• Work task: Beginning with the line below that contains "Note: this is" and ending with the line that contains "a scrape resource.", copy every line exactly. Copy nothing else.

• Records supplied:

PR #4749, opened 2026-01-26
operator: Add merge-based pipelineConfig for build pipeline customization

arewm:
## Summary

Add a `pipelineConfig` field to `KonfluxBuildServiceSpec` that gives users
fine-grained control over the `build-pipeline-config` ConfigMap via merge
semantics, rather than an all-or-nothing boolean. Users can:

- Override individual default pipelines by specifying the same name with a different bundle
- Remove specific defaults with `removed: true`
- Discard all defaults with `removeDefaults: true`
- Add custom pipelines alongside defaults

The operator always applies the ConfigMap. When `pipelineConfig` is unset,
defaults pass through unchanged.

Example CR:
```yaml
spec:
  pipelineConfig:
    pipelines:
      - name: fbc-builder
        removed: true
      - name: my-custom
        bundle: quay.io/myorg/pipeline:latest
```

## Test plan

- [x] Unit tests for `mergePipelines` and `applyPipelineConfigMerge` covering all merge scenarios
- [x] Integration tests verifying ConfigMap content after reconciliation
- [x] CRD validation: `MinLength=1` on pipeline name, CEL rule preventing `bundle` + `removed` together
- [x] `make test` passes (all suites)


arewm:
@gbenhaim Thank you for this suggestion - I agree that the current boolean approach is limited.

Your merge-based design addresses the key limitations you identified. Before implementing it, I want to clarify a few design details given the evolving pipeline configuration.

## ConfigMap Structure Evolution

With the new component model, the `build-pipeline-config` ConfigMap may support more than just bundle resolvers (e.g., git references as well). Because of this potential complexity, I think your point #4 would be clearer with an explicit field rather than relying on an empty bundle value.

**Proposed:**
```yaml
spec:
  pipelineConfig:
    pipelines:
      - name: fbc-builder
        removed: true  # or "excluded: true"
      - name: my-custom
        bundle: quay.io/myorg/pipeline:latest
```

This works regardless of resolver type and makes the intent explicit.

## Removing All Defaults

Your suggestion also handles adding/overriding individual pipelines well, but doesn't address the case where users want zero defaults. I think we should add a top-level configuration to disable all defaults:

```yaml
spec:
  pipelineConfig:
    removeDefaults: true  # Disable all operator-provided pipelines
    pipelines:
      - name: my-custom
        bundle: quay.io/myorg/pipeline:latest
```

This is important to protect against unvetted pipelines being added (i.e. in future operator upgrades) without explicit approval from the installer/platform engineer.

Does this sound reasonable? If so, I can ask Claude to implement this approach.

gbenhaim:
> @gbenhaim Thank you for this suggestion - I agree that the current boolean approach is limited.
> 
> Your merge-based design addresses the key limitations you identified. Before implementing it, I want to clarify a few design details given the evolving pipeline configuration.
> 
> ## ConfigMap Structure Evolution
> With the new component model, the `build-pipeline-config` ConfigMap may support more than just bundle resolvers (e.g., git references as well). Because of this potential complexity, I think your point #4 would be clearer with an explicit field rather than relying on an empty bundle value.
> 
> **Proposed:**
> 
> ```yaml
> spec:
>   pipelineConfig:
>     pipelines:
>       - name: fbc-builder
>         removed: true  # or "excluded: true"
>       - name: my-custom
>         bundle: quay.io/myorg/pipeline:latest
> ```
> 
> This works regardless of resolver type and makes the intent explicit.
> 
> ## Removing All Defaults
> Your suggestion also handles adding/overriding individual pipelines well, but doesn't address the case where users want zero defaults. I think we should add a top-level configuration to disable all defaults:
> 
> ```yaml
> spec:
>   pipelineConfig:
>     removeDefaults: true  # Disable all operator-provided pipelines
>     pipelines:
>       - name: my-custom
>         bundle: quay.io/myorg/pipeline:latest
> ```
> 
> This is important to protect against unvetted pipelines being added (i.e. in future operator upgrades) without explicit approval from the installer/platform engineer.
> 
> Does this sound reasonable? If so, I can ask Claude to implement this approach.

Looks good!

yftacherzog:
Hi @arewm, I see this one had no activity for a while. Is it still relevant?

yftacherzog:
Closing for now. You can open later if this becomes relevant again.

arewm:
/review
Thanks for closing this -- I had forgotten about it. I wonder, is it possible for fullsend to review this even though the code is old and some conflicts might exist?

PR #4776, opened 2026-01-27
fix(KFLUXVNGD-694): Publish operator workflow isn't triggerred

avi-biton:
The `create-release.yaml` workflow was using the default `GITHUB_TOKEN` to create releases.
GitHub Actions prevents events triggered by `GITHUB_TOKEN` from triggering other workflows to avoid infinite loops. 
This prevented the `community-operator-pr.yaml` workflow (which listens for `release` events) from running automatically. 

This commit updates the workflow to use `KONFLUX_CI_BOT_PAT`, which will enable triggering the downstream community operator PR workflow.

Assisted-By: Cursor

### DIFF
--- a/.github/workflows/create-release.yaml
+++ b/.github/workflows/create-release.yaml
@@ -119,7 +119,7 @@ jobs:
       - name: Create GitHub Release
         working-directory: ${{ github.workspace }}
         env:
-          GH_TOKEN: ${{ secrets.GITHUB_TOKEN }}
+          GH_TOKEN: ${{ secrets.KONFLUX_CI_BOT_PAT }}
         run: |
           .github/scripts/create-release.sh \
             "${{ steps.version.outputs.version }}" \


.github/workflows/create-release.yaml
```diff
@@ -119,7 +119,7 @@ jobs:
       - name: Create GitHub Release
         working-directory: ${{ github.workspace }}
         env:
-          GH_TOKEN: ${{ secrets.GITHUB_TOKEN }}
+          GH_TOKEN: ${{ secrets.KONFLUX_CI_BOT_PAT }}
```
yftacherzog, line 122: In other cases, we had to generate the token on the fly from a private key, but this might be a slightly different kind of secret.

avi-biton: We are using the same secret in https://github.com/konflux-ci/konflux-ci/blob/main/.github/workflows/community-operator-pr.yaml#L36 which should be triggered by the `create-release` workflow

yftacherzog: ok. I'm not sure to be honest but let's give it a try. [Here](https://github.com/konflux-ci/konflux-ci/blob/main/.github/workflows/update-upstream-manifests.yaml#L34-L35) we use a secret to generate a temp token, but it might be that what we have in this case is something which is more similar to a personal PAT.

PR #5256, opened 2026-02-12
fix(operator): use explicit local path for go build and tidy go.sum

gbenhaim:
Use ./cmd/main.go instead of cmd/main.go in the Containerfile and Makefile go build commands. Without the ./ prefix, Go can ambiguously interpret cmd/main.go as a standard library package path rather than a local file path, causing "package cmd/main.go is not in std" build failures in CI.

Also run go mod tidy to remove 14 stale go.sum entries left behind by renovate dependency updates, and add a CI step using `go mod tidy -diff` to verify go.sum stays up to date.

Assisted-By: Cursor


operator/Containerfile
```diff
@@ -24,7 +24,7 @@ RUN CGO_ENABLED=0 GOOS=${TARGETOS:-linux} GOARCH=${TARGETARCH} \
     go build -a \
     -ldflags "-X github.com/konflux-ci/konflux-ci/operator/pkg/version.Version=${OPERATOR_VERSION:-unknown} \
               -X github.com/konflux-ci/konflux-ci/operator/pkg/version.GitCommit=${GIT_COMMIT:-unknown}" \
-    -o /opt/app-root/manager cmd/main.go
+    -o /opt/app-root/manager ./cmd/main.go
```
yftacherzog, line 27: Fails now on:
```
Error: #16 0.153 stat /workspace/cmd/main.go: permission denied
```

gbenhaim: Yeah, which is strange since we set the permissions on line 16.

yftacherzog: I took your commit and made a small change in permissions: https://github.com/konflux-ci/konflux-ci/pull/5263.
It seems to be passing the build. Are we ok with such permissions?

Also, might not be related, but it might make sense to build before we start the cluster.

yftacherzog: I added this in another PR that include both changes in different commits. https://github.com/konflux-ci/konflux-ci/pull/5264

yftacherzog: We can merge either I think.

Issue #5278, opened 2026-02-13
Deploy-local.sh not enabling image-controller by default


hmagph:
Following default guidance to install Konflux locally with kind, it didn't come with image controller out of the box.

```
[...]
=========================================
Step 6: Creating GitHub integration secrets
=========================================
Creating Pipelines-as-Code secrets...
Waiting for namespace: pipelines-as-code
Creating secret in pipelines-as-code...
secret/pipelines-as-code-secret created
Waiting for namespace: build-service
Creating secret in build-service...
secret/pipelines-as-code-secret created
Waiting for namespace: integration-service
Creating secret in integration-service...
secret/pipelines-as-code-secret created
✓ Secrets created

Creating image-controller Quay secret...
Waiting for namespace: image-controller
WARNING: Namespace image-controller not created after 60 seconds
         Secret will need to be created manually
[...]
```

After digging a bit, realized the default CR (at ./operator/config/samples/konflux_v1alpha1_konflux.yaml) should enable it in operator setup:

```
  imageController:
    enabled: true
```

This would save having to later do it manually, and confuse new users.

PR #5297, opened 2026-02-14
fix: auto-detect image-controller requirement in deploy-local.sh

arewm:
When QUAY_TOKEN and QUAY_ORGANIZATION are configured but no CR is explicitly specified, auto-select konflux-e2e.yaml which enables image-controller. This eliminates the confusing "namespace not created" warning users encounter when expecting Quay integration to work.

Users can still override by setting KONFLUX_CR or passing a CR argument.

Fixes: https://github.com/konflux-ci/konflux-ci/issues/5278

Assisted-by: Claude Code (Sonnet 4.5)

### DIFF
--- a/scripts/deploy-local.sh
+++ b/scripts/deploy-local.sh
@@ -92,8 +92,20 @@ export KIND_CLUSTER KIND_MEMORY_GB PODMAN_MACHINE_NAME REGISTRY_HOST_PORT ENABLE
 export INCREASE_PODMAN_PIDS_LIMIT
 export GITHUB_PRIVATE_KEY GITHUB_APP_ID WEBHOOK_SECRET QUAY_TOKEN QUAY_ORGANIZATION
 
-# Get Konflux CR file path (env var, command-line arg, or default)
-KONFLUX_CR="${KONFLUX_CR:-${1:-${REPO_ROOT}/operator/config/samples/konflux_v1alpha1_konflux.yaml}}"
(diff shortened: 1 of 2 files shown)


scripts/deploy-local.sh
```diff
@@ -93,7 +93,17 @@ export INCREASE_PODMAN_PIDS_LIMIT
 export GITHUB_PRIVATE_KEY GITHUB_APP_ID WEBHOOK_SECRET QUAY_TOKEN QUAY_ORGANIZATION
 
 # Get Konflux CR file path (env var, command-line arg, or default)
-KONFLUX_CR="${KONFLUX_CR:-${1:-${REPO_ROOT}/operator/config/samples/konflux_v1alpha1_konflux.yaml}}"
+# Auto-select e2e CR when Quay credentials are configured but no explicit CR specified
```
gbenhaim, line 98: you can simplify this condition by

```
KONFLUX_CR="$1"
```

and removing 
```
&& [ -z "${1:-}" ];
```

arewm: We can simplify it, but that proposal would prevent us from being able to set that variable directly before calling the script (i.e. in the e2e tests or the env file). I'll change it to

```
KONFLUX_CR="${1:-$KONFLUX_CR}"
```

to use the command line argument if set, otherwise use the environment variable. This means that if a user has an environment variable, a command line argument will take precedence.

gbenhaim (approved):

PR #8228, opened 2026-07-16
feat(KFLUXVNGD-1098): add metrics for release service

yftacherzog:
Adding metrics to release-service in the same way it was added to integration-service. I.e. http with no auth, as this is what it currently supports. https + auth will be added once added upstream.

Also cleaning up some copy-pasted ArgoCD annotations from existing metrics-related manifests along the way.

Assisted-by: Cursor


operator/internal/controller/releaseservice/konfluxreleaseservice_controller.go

==

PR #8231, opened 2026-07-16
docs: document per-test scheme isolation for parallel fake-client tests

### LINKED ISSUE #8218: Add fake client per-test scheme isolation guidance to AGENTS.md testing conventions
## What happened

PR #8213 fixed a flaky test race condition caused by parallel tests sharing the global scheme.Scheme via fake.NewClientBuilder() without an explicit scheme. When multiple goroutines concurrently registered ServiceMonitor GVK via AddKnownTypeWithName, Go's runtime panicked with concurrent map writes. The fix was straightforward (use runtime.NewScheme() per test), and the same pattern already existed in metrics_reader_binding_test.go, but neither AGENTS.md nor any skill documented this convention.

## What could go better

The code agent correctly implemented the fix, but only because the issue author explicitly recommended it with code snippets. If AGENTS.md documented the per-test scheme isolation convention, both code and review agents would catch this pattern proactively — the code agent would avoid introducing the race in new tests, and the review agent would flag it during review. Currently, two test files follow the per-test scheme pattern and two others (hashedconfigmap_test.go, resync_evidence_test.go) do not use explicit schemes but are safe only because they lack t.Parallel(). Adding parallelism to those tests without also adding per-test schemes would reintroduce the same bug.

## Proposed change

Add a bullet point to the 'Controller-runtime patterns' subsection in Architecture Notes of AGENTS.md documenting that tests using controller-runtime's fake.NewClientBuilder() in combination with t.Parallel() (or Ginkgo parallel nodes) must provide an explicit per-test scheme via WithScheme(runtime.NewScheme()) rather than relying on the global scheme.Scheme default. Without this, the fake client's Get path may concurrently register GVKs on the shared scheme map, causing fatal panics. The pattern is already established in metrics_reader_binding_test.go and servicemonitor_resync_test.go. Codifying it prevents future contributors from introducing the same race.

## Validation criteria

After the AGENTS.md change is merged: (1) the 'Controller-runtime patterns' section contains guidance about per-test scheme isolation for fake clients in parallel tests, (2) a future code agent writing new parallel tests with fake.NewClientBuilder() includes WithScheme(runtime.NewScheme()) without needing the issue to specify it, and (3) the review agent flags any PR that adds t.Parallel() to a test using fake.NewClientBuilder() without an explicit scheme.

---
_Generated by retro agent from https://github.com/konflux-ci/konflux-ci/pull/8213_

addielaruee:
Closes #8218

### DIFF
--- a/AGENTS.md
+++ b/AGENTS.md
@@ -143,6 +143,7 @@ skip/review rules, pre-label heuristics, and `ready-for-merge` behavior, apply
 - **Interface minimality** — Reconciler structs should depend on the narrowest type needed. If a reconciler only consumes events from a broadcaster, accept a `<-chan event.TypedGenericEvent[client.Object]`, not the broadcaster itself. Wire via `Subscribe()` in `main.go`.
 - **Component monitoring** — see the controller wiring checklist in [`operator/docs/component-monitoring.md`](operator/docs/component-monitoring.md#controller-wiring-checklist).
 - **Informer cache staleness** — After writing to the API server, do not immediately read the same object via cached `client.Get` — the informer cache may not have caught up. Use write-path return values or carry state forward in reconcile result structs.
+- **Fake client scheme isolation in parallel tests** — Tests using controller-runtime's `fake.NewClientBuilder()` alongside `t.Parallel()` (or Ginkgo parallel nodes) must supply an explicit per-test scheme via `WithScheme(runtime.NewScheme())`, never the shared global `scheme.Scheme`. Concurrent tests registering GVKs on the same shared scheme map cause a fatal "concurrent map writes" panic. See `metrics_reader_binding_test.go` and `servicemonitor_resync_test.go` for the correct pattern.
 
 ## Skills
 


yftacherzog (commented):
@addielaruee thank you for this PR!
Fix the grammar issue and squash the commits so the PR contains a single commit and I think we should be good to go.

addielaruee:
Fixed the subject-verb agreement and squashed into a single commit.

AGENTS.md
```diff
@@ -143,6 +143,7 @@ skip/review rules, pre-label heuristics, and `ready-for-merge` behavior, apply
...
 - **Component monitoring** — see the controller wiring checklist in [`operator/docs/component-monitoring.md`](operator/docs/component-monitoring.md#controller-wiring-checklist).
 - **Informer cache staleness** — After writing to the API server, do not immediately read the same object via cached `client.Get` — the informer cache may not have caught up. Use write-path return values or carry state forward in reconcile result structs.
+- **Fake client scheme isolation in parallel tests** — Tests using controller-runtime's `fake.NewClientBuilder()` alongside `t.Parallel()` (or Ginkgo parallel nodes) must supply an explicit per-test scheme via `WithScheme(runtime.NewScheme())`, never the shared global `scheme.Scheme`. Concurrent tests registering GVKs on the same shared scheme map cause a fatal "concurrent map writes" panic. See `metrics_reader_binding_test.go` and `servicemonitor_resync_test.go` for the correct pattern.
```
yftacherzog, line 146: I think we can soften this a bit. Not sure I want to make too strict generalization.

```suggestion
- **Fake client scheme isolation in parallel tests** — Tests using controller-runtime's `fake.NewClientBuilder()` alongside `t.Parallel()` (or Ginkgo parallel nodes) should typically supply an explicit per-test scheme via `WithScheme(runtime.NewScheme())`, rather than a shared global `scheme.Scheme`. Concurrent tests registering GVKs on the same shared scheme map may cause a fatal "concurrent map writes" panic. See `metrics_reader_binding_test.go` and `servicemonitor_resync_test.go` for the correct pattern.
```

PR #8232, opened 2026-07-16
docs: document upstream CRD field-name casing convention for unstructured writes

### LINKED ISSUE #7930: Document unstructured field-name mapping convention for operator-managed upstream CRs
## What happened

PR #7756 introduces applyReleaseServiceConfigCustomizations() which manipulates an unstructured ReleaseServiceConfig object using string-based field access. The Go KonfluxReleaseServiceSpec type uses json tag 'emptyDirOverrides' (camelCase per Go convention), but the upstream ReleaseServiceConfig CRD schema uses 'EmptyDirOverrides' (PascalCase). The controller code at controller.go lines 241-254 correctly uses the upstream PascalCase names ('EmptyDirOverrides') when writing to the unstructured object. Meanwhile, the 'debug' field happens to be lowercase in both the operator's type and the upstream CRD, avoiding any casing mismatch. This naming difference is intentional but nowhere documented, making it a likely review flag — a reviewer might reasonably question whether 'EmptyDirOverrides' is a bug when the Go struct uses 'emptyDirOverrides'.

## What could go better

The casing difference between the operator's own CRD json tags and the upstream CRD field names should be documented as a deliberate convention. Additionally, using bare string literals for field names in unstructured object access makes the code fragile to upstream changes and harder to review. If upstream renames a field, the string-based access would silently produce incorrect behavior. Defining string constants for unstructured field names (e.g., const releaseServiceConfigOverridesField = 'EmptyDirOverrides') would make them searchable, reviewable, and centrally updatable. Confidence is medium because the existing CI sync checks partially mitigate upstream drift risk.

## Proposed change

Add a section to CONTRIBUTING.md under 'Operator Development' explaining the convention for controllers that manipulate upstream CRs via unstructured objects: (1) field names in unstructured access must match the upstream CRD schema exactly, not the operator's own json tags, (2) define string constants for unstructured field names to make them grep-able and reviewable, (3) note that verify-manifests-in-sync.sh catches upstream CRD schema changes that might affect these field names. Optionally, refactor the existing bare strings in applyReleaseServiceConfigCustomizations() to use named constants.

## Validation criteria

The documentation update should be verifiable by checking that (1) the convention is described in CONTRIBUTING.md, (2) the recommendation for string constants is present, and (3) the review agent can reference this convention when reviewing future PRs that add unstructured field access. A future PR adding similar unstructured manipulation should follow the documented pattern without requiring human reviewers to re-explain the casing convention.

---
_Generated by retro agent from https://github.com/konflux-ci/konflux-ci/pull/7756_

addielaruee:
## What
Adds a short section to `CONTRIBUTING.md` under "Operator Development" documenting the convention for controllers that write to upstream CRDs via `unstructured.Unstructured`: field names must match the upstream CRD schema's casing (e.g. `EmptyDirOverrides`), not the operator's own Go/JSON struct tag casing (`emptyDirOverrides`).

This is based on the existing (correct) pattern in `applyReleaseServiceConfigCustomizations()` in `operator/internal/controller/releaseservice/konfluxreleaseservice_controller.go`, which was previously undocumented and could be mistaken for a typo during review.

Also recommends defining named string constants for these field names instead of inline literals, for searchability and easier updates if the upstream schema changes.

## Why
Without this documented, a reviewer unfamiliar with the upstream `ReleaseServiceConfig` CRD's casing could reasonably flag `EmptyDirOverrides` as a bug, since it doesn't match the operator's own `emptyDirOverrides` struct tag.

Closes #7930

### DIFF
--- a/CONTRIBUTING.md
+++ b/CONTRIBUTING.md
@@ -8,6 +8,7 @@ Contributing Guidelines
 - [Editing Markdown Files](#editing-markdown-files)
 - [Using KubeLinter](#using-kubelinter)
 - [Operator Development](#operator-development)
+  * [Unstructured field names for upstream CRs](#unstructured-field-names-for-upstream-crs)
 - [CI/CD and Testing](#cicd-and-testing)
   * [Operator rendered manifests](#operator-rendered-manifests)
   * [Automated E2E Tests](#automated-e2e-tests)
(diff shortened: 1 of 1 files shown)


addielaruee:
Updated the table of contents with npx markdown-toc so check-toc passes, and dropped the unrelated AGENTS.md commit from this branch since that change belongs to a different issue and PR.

--

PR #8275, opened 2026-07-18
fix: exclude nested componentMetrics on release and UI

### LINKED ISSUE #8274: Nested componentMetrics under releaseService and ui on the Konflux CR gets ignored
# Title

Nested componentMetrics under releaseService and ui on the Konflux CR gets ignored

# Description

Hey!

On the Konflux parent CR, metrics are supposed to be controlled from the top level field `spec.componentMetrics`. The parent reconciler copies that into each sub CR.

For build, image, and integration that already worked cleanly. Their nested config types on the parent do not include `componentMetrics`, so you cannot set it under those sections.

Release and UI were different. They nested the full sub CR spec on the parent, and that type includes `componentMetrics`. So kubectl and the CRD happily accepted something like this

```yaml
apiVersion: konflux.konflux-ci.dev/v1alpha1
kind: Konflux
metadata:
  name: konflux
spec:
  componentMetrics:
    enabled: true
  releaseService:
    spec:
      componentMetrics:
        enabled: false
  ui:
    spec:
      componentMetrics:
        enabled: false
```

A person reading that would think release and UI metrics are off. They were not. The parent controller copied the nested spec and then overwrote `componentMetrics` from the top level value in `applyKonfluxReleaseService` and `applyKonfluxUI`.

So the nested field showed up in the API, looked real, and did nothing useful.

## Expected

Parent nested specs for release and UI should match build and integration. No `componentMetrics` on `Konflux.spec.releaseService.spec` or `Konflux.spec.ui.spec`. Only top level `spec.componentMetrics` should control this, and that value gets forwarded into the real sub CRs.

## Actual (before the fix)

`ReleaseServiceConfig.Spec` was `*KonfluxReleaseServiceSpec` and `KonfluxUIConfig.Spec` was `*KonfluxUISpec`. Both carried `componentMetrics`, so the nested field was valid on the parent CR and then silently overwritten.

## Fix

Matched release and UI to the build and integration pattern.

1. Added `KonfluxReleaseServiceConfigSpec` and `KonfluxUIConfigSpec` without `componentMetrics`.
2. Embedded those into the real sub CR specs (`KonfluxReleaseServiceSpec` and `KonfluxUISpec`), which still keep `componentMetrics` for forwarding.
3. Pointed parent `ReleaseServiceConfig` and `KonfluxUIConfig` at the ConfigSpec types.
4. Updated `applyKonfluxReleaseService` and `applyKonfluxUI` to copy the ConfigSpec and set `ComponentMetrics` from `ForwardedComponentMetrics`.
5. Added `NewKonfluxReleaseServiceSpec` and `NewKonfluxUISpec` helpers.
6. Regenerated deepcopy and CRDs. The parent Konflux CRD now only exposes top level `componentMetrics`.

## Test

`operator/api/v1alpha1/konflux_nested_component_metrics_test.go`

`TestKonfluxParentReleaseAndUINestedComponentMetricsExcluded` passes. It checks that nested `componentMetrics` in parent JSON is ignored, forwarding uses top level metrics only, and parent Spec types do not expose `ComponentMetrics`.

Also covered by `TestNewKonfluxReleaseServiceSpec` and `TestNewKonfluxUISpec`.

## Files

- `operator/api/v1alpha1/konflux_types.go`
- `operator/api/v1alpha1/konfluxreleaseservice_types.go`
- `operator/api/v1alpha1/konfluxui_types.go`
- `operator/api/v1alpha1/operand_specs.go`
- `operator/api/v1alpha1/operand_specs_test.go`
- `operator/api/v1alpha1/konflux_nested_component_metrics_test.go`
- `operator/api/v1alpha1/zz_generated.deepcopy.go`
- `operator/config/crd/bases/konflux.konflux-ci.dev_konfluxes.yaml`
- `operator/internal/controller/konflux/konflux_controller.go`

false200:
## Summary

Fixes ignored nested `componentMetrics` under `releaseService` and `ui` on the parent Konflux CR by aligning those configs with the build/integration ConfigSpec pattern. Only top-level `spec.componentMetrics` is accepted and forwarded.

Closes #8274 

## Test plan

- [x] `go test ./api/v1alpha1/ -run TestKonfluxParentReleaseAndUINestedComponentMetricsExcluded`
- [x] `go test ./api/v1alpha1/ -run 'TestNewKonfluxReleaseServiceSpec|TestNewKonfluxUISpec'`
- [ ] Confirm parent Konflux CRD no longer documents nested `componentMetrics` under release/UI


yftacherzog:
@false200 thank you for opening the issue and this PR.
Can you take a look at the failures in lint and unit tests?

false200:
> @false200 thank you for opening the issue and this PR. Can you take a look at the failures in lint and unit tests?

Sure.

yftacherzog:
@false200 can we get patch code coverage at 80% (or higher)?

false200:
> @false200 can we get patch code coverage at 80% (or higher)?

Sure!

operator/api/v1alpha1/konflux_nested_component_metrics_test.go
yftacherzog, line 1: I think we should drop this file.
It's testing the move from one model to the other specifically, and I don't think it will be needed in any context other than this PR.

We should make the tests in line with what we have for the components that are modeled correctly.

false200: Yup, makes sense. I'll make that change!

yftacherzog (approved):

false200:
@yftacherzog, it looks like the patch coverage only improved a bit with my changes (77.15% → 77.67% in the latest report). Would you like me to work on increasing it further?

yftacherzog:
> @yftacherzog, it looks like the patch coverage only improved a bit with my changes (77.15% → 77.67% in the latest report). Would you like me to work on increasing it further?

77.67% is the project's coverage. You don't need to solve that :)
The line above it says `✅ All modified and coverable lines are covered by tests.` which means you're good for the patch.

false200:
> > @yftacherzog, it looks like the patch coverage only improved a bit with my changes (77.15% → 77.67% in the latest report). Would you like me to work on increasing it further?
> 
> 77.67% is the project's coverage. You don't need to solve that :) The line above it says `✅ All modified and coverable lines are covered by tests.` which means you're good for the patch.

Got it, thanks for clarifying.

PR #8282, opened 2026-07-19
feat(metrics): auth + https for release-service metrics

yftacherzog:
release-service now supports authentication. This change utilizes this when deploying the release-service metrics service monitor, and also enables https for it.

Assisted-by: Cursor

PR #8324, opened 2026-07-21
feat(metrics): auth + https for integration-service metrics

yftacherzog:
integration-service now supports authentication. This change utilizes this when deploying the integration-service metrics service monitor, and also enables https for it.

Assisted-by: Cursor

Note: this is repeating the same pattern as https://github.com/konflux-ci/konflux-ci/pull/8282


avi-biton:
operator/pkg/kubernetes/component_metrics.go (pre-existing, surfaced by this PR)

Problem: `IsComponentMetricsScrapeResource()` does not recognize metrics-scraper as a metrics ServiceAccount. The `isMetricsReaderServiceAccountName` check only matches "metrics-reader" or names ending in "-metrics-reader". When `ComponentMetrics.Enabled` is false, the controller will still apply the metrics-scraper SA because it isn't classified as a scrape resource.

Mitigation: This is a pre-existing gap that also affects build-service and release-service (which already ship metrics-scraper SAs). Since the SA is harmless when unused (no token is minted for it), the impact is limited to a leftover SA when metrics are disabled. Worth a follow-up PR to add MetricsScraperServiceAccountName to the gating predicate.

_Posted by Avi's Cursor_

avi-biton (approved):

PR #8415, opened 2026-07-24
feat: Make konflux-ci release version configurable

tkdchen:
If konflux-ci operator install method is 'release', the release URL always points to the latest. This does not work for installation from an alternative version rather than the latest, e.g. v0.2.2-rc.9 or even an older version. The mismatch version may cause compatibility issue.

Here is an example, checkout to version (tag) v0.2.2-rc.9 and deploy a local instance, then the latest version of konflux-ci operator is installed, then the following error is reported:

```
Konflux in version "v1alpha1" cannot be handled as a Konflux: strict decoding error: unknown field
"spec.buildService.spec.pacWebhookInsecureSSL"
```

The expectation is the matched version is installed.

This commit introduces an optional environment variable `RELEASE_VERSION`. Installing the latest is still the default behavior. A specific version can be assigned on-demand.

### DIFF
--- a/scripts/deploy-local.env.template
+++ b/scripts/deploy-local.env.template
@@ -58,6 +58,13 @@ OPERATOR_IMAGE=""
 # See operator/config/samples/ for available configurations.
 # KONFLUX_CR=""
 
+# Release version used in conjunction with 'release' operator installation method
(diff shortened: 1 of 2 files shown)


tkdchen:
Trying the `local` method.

• Exercise output:
Note: this is repeating the same pattern as https://github.com/konflux-ci/konflux-ci/pull/8282


avi-biton:
operator/pkg/kubernetes/component_metrics.go (pre-existing, surfaced by this PR)

Problem: `IsComponentMetricsScrapeResource()` does not recognize metrics-scraper as a metrics ServiceAccount. The `isMetricsReaderServiceAccountName` check only matches "metrics-reader" or names ending in "-metrics-reader". When `ComponentMetrics.Enabled` is false, the controller will still apply the metrics-scraper SA because it isn't classified as a scrape resource.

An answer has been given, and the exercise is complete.